The instance size should align with your data volume and workload intensity. For migrating substantial workloads or high transaction volumes, consider using C6i and R6i instances, which offer additional memory to efficiently handle a large number of transactions and avoid memory pressure during ongoing replications. For such scenarios, we recommend selecting an instance size of 8x.large or higher. It’s important to regularly monitor the CPU and memory usage of your instance, adjusting its size up or down as needed. Opt for engine version 3.5.2 or newer for Db2 compatibility. For production environments, choose a Multi-AZ deployment; a Single-AZ setup may suffice for testing purposes.

For Network type, select either IPv4 or Dual-stack mode.
Choose the appropriate VPC and subnet for your setup.

Choose Create replication instance and allow a few minutes for the instance to become active.

To create an AWS DMS replication instance using the AWS CLI, use the create-replication-instance command. The specific command will depend on your desired configuration for the replication instance; the following is an example:

aws dms create-replication-instance
–replication-instance-identifier my-replication-instance
–replication-instance-class dms.c6i.xlarge
–allocated-storage 50
–vpc-security-group-ids sg-xxxxxxxxxxxxxxxxx

This command contains the following parameters:

my-replication-instance – The name for your replication instance.
c6i.xlarge – The instance class. This should be chosen based on your workload requirements.
50 – The allocated storage in gigabytes.
sg-xxxxxxxxxxxxxxxxx – The ID of your VPC security group.
–publicly-accessible – Makes the instance accessible over the internet. This flag should be used based on your network setup and security requirements.

Create the AWS DMS migration task

Complete the following steps to configure your AWS DMS migration task:

On the AWS DMS console, choose Database migration tasks in the navigation pane.
Choose Create task.

Enter a name for your task and optional description.
Choose the replication instance, source endpoint, and target endpoint that you created.

For Migration type, choose your preferred migration type, based on the different needs and stages of your migration journey:

Migrate existing data (full load) – Transfers all the data from the source database to the target database. It’s ideal for initial migrations where the target is empty and needs to be fully populated with the source data.
Replicate data changes only (CDC) – After a full load, CDC captures and applies only the changes made in the source database to the target.

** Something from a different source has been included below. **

PR #9635, opened 2024-11-20
(647) Support embed codes in inline preview

pezholio:
This updates the inline Govspeak preview within Whitehall to support embed codes. As we have the luxury of Whitehall being within the confines of Whitehall, it's fairly easy for us to use the `content_block_tools` gem to parse the Govspeak, pull out the references, fetch the content blocks and then replace the embed code with the rendered blocks.


lib/engines/content_block_manager/app/services/content_block_manager/find_and_replace_embed_codes_service.rb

This option is crucial for keeping the databases in sync if the source database remains in use during migration.
Migrate existing data and replicate ongoing changes (full load and CDC) – This combines both methods, starting with a full load migration followed by CDC. This ensures a complete and up-to-date migration for scenarios where the source database continues to be active throughout the migration process.

Configure your task settings, including editing mode, preparation mode, actions after the full load is complete, and LOB column settings.

For Data Validation, select Validation with data migration.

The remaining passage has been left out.